More than anything, I made the change for consistency between my projects. Since everything I’m working on right now is built on Bootstrap 4, it’s nice to be able to use the same helper classes and variables without having to remember which project I’m on. That’s really what Bootstrap has become for me, a way to have consistent standards between projects. And it’s awesome.

New Year, New Server

TL;DR: 4x8TB WD + 2x3TB Seagate on Arch w/ btrfs RAID10 is fun.

I’m obsessive about keeping data. I pretty much never delete anything, and I’ve started archiving data from other sources that could potentially disappear in the future like websites, YouTube videos, and even old Operating System installer images. Doing something like this takes quite a bit of disk space, and my old server with only 6 terabytes of usable redundant storage was just not cutting it. I had only a few gigabytes left available on that server, plus a few terabytes of non-redundant data on my main desktop PC with nowhere better to move the files, so I decided it was finally time to rebuild.

The first step was to find the best value I could on large hard drives. As a frequent lurker on r/datahoarder, I had seen people mention that the WD easystore 8 TB drives were frequently on sale for around 50% off at Best Buy, and often had proper WD Red drives inside. I set up an IFTTT recipe to notify me when the prices changed on the Best Buy website, and got 4 drives for only $150 a piece, which is quite a savings over pretty much any other 8 TB drive on the market. Unfortunately, I wasn’t thorough on checking the model numbers on the boxes, so I ended up with the generic non-Red drives once I opened up the enclosures, but since I’m paranoid and was planning on running RAID10 with checksums anyway, I didn’t really care that much.

Weirdly though, two of the four drives wouldn’t power on with a standard SATA power connector. After a bit of research, there seemed to be two solutions for the issue, with one a bit more elegant than the other, but both a bit weird. Some people found that you could add a resistor between certain leads on the cable to trick the drive into powering on, while some others found that using a Molex to SATA power adapter seemed to fix the problem as well. A hacky combination of adapters resulting in a SATA > Molex > SATA > 4-way SATA splitter, and the drives were up and running! Now for the fun part.

My last server, Vista, ran Ubuntu 14.04 with mdadm RAID10 on 4x 3 TB HDDs. This time around, I wanted to use the best OS ever, Arch Linux, and my favorite filesystem toy, btrfs. I put in a 120 GB ADATA SSD, and in no time at all, my Arch server was up with a basic RAID10 filesystem running on my new drives. Then I started up rsync, and called it a night.

Around 6 TB of data later, the new server just needed a bit of software setup to match the old server’s feature set, and it was good to go. I swapped the IPs of the machines on my DHCP server to keep existing static entries working, and after a few days of running the old one to make sure everything was there, I took it down. Since I had a few spare SATA ports on the new server still, I moved two of the 3 TB Seagate HDDs from the old server over to the new one and added them to the btrfs volume, put another one in my desktop PC, Rin, and the fourth drive into one of the enclosures from the 8 TB drives. Finally, plenty of disk space everywhere I need it.
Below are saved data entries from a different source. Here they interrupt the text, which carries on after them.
PR #377, opened 2017-11-05
Australia navitia

pserwylo:
Add Australia provider based on Navitia. Specified "Beta", given it doesn't include live data and I've only substantially tested Melbourne, Victoria. I have tried to test the rest of the localities, but I don't live in those areas and so can't comment on how actually useful they are.


grote:
Thanks @pserwylo! This is looking good!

A look at the current filesystem status shows just how wonderfully overkill this is for a home file server:

[alan@longhorn ~]$ btrfs filesystem usage /storage -H
    Device size:                           38.01TB
    Device allocated:                      12.46TB
    Device unallocated:                    25.54TB
    Device missing:                         8.00TB
    Used:                                  12.44TB
    Free (estimated):                      12.78TB      (min: 12.78TB)
    Data ratio:                               2.00
    Metadata ratio:                           2.00
    Global reserve:                       536.87MB      (used: 0.00B)

I still need to go through a few terabytes of data on my desktop PC, and eventually organize it all and move it over to Longhorn, but the result I’ve got now is something I’m incredibly satisfied with. The new setup leaves Longhorn with 38 terabytes of hard drives, giving a usable 19 terabytes after RAID1 redunancy and the overhead of btrfs’s metadata storage.